I was also thinking of maybe mentioning other articles on CRCs which I read, though I didn't apply their principles on this program. Who knows, maybe later I'll do something with them...

And I started thinking of a method to find an 8-byte sequence instead of a 4-byte one... it's simpler to implement than a character loop, but it may take longer. Consider the following: as I already mentioned, CRC calculations can be concatenated, with the final CRC of a 'block' becoming the initial value of the next one. So... let's say we use a loop through all possible 32-bit values, 0x00000000 to 0xFFFFFFFF and find the corresponding 4-byte sequence that has each of those values as its CRC-32. Then, if a given 4-byte sequence is composed of characters from our valid set, use that value as the initial value to find another 4-byte sequence with our desired CRC-32 value. If the resulting sequence is also composed of valid characters, add the complete string (both 4-byte sequences) to our results. Of course, this can be further expanded to find strings of not just 8 characters but 12, 16 or more multiples of 4, by adding more 'blocks' to the process. Since on each block several results are discarded and the following blocks won't be processed for them, the total number of iterations won't be (2^32)^(N-1) -where N is the number of 4-byte blocks-, but it will decrease proportionally as N increases. As I said, it probably may take longer than a conventional character loop, but the advantage is that it's simpler to program, since you only have to run a series of numerical loops using 32-bit integers (unsigned long) and check if the results match your valid character set...

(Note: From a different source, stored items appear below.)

PR #866, opened 2023-10-12
fix(bridge): initial quote time issue

dohaki:
In some edge cases the quote time wasn't set properly which led to a disabled bridge action button.

### DIFF
--- a/src/views/Bridge/hooks/useTransferQuote.ts
+++ b/src/views/Bridge/hooks/useTransferQuote.ts
@@ -86,14 +86,16 @@ export function useTransferQuote(
         toAddress
       );
 
+      let initialQuoteTimeToUse = initialQuoteTime || Date.now();
+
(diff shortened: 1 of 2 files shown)


src/views/Bridge/hooks/useTransferQuote.ts
```diff
@@ -86,14 +86,16 @@ export function useTransferQuote(
         toAddress
       );
 
+      let initialQuoteTimeToUse = initialQuoteTime || Date.now();
```
pxrl, line 89: I'm a little ignorant of how `initialQuoteTime` is set - does it come from the FE itself, or is it read from `suggested-fees`?

dohaki: This is just used for Amplitude and set on the FE itself

pxrl (approved):
LGTM

PR #868, opened 2023-10-12
fix: MetaMask browser app crash on wallet change

dohaki:
Fixes ACX-1532

When changing the account in the MetaMask mobile browser, the `wallet.accounts` array is empty for a short period of time. This led to a fatal crash of the app.


james-a-morris (commented):
AFAICT this is both resolving the fix & setting the failure message more accurately?

dohaki:
> AFAICT this is both resolving the fix & setting the failure message more accurately?

@james-a-morris Yep, exactly!

james-a-morris (approved):
Perfect. thanks @dohaki

PR #871, opened 2023-10-13
fix: spread args in send with padded gas utils

dohaki:
The PR https://github.com/across-protocol/frontend-v2/pull/849 caused an issue with on-chain actions that were wrapped by `sendWithPaddedGas` because we didn't spread the args properly.


pxrl (approved):
Worked OK for me to unstake LP tokens: https://etherscan.io/tx/0x84d071229a1f4d2816db7eb44444e3cb7ac792f75377dbcc9d3e09c325578846

PR #872, opened 2023-10-13
feat: add caching to suggested fees

james-a-morris:


api/suggested-fees.ts
```diff
@@ -179,6 +179,7 @@ const handler = async (
       responseJson,
     });
 
+    response.setHeader("Cache-Control", "s-maxage=300");
```
dohaki, line 182: Is this a safe cache time to set? Referring to the timestamp / latest block logic we do here https://github.com/across-protocol/frontend-v2/blob/019f6198192514703d31f8e8104e5b032e7c1859/api/suggested-fees.ts#L75

PR #873, opened 2023-10-16
fix: use pre-computed gas usage for deposit max amounts

dohaki:
This PR makes setting the max. bridgable amount for native token deposits more ~accurate and~ reliable by:
- Removing the usage of a fallback value gas costs and using infinite retry
- Using a pre-computed value for gas expenditure instead of querying via an additional RPC call

### DIFF
--- a/src/views/Bridge/hooks/useMaxBalance.ts
+++ b/src/views/Bridge/hooks/useMaxBalance.ts
@@ -1,17 +1,8 @@
 import { useQuery } from "react-query";
-import { BigNumber, providers, constants, utils } from "ethers";
+import { BigNumber, constants } from "ethers";
 
 import { useBalanceBySymbol, useConnection } from "hooks";
-import {
-  getConfig,
-  Route,
-  max,
-  getProvider,
-  fallbackEstimatedGasCosts,
-} from "utils";
-import { getPaddedGasEstimation } from "utils/transactions";
-
-const config = getConfig();
+import { Route, max, getProvider, gasExpenditureDeposit } from "utils";
 
 export function useMaxBalance(selectedRoute: Route) {
   const { balance } = useBalanceBySymbol(
@@ -35,14 +26,9 @@ export function useMaxBalance(selectedRoute: Route) {
           selectedRoute.fromTokenSymbol !== "ETH"
             ? balance
             : // For ETH, we need to take the gas costs into account before setting the max. bridgable amount
-              await estimateGasCostsForDeposit(selectedRoute, signer)
-                .then((estimatedGasCosts) =>
-                  max(balance.sub(estimatedGasCosts), 0)
-                )
-                .catch((err) => {
-                  console.error(err);
-                  return max(balance.sub(fallbackEstimatedGasCosts), 0);
-                });
+              await estimateGasCostsForDeposit(selectedRoute).then(
+                (estimatedGasCosts) => max(balance.sub(estimatedGasCosts), 0)
+              );
       } else {
         maxBridgeAmount = constants.Zero;
       }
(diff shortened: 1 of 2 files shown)


src/views/Bridge/hooks/useMaxBalance.ts
```diff
@@ -51,38 +37,13 @@ export function useMaxBalance(selectedRoute: Route) {
...
+      retry: true,
     }
   );
 }
 
-async function estimateGasCostsForDeposit(
-  selectedRoute: Route,
-  signer: providers.JsonRpcSigner
-) {
+async function estimateGasCostsForDeposit(selectedRoute: Route) {
```
pxrl, line 45: Do we want to explicitly document that this assumes an empty message? AFAIK we're not going to support messages via the FE, but if that changes then this computation would under-price deposits.

src/views/Bridge/hooks/useMaxBalance.ts
```diff
@@ -51,38 +37,13 @@ export function useMaxBalance(selectedRoute: Route) {
...
-  const paddedGasEstimation = await getPaddedGasEstimation(
-    selectedRoute.fromChain,
-    spokePool,
-    "deposit",
-    ...Object.values(argsForEstimation),
-    { value: selectedRoute.isNative ? amount : 0 }
-  );
   const gasPrice = await provider.getGasPrice();
-  return gasPrice.mul(paddedGasEstimation);
+  return gasPrice.mul(gasExpenditureDeposit);
```
pxrl, line 48: `getGasPrice()` can be unreliable because it's mostly ignorant of the gas pricing strategies of each chain. It's probably fine as an approximation, but should we apply a multiplier? I think something really coarse would be fine - i.e. 3x or so. Given that the deposit cost is so low it will then reserve only a small amount of the native token, and that should be fine by users.

src/views/Bridge/hooks/useMaxBalance.ts
```diff
@@ -35,14 +26,9 @@ export function useMaxBalance(selectedRoute: Route) {
...
             : // For ETH, we need to take the gas costs into account before setting the max. bridgable amount
-              await estimateGasCostsForDeposit(selectedRoute, signer)
-                .then((estimatedGasCosts) =>
-                  max(balance.sub(estimatedGasCosts), 0)
-                )
-                .catch((err) => {
-                  console.error(err);
-                  return max(balance.sub(fallbackEstimatedGasCosts), 0);
-                });
+              await estimateGasCostsForDeposit(selectedRoute).then(
```
pxrl, line 29: ooc, how regularly does this run? I wonder if we want some smoothing logic so that the estimated gas cost doesn't bounce around and cause the deposit amount to flip-flop between being valid and invalid.

src/views/Bridge/hooks/useMaxBalance.ts
dohaki: https://github.com/across-protocol/frontend-v2/pull/873/commits/f20b1aff4ced9e53c7098798f58c9cee9ae746fe

nicholaspai (approved):
This does seem like it'll make the FE faster but doesn't it make estimations less accurate (in the PR you say it makes it more accurate) because we use a hardcoded gas cost?

src/views/Bridge/hooks/useMaxBalance.ts
pxrl: Wow - I'd expected something like 2 - 10 seconds. 5 minutes is actually really long; we might want to revisit that separately, because it might lead to issues if gas becomes volatile.

pxrl:
> This does seem like it'll make the FE faster but doesn't it make estimations less accurate (in the PR you say it makes it more accurate) because we use a hardcoded gas cost?

Yeah, it would lead to a bit less accuracy vs. a successful gas estimation. The thinking behind this PR is that there have been several reports of falling back to the default gas buffer of 0.01 ETH, mostly on deposits originating on zkSync. Secondarily, incurring the cost of an estimation on every single deposit is not really ideal - it's both faster and cheaper to use a fixed cost. As far as I understand, the user's wallet should anyway simulate this against their own RPCs before they sign it.

pxrl (approved):

src/views/Bridge/hooks/useMaxBalance.ts
dohaki: Ah wait, this actually updates more frequently I noticed. Because it is dependent on the `useBalance` query which queries the balance on every new block.

PR #875, opened 2023-10-16
fix: :bug: remove ability to specify backup capital cost fee

james-a-morris:
We shouldn't be allowed to set a backup default cost config fee. This is indicative of a misconfured capital cost setting. We should have an intentional default for a given token or else we should fail.

A failure condition has been added to https://github.com/across-protocol/sdk-v2/pull/430 and we will need to bump the SDK before we merge this change.


dohaki (approved):
LGTM

nicholaspai (approved):

PR #4457, opened 2021-08-05
Remove unnecessary calls to rb_hash_dup when keyword args are directly passed through to another method call

neilparikh:
### Motivation

Follow up PR to stripe/sorbet_llvm#520

This PR handles the following case:
```ruby
def foo(**args)
  bar(**args)
end
```
Here, the keyword args are being directly passed through to `bar`, so there's no need to duplicate them again.

### Test plan

See included automated tests.

Benchmark (on `master`):
```
ruby vm startup time: 0.129
stripe/while_1_000_000.rb       0.136   0.144
stripe/kwargs_splat_pass_through.rb     0.545   0.351
stripe/kwargs_splat_pass_through.rb - baseline  0.409   0.207
```
Benchmark (on this branch):

```
ruby vm startup time: 0.122
stripe/while_1_000_000.rb       0.135   0.133
stripe/kwargs_splat_pass_through.rb     0.538   0.292
stripe/kwargs_splat_pass_through.rb - baseline  0.403   0.159
```

### DIFF
--- a/compiler/Passes/Lowerings.cc
+++ b/compiler/Passes/Lowerings.cc
@@ -658,8 +658,7 @@ public:
         auto *sorbetGlobalConstDupHashFn = mod.getFunction("sorbet_globalConstDupHash");
         auto *sorbetSendFn = mod.getFunction("sorbet_i_send");
 
-        if (rbHashDupFn == nullptr || rbHashNewFn == nullptr || rbToHashTypeFn == nullptr ||
-            sorbetGlobalConstDupHashFn == nullptr || sorbetSendFn == nullptr) {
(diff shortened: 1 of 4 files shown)


elliottt (changes requested):
I think this looks good, but it would be great to only disable one or the other of the two detection methods if one of the functions you compare against is missing from the module.

elliottt (approved):
Thanks for moving the check lower!

neilparikh:

→ https://go/builds/bui_K2BxsMzZxUg9fx
→ https://go/builds/bui_K2ByqYvLJCxQoh

PR #4458, opened 2021-08-05
add testcases for block return across ensure

froydnj:
### Motivation

The first step towards fixing things is usually small easily understandable test cases.

### Test plan

See included automated tests.


jez (approved):
Nice!

does it require Thread? Could the same thing happen with just instance variables? (Trying to think about how to minimize, not blocking)

froydnj:
> Nice!
> 
> does it require Thread? Could the same thing happen with just instance variables? (Trying to think about how to minimize, not blocking)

I also wonder if by using a 65536-entry table instead of a 256-entry one you could find 8 bytes at once instead of 4... I'll take a look at that too.

Re: Reversing CRC-32 values

Posted: Fri Apr 04, 2008 9:28 pm
by machf
Here are two updated versions:

Recursive version:
http://rapidshare.com/files/104906017/wxCRCrevRec.zip

Non-recursive version:
http://rapidshare.com/files/104907635/wxCRCrevNon.zip

basically, what I've added is a check so that if the 4-byte string contains non-ASCII characters, it doesn't get displayed on the screen, they are replaced by 4 empty spaces instead (because some characters were making the computer slow down if displayed, apparently):

Code: Select all

    if ((crc & 0x80808080)== 0) {
	sOutput+=(crc&0xff);
    sOutput+=((crc&0xff00)>>8);
    sOutput+=((crc&0xff0000)>>16);
    sOutput+=((crc&0xff000000)>>24);
    } else sOutput+=0x20202020;
and the other addition is a couple of text boxes next to the input boxes for the Leading and Trailing strings which display the corresponding (equivalent) new Init and CRC-32 values when they are present. The latter is particularly useful because you may recognize the CRC-32 value for an already known string in it.

Another thing I'm wondering now is whether it's mathematically possible to calculate a CRC-32 value going though the input data in reverse order (not just bitwise, but bytewise, I mean).